Debemos estimular en niños y jóvenes el cultivo de la paz. Dice el papa Francisco que estamos viviendo la tercera guerra mundial en pedacitos. A primera lectura, parece una afirmación demasiado exagerada.

Después, mirando la geografía global, constatamos que los brotes de violencia hierven en prácticamente todo el mundo.

Algunas son guerras espantosas como en Siria. Otros son conflictos añejos de intolerancia agresiva como en las relaciones Israel-Palestina. Países árabes se desangran sin esperanza cercana. África no termina de apagar una guerra cuando comienza otra. Las naciones vecinas de Rusia la miran con recelo. Europa añora políticas represivas frente a la marea humana que busca desesperada un refugio allí. Estados Unidos inaugura un estilo prepotente y amenazador. El narcotráfico en América Latina deja un imparable reguero de sangre. Centro América, y su trágico triángulo norte, aparece entre las regiones de mayor índice global de violencia.

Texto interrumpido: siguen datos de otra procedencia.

PR #37, opened 2018-02-17
SCP-16: Accessible Scala

fommil:
To be proposed by @bvenners and @larsrh (or whoever wishes to champion this).

CC // @ragb @olafurpg @xeno-by

### DIFF
--- a/proposals/verbal-descriptions.md
+++ b/proposals/verbal-descriptions.md
@@ -126,8 +126,15 @@ Future work may include integration with the compiler reporter, REPL and
 scaladocs, along with further improvements and personalisations / localisations
 of the verbal descriptions.
 
-On the IDE / editor integration side, the tool should be easily integrated in a general porpose IDE or editor, in such a way that leverages existing accessibility support with minimal or no effort, except for user specific configuration or personalization.
+Summaries could potentially be used in text editors and IDEs for sighted
+developers much as "import folding" and "comment folding" features can hide
+boilerplate. A method definition could be folded under a clickable button with
+an appropriate description, as produced by this tool.
 
+The tool should be easily integrated in a general purpose editor in such a way
+that leverages existing accessibility support with minimal or no effort. In
+Emacs, this could be achieved with a simple function call to the CLI tool,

Hay suficientes elementos como para descorazonarse. La utopía de una convivencia pacífica y solidaria se estrella ante la realidad egoísta y cruel. ¿Quién es el ingenuo que aún cree en la paz universal?

Nosotros los cristianos reafirmamos con terquedad evangélica que la paz es posible. Que la propuesta de las bienaventuranzas de Jesús son un reto exigente y no un sueño poético.

Construir la paz no es tarea exclusiva de los grandes políticos. Nosotros, los pequeños, los de a pie, podemos (y debemos) asumir la responsabilidad de ser constructores de paz en nuestro revuelto mundo familiar, social, laboral.

Crear relaciones sanas, fomentar la convivencia, ser generadores de comunidad, perdonar sin medida. Todo como una traducción realista del mandamiento básico: Amar al prójimo.

Como educadores, que todos lo somos en diversa medida, debemos estimular en niños y jóvenes el cultivo de la paz. Una cierta dosis de fantasía creadora nos abrirá espacios para convocar a todos a ser artífices de la paz.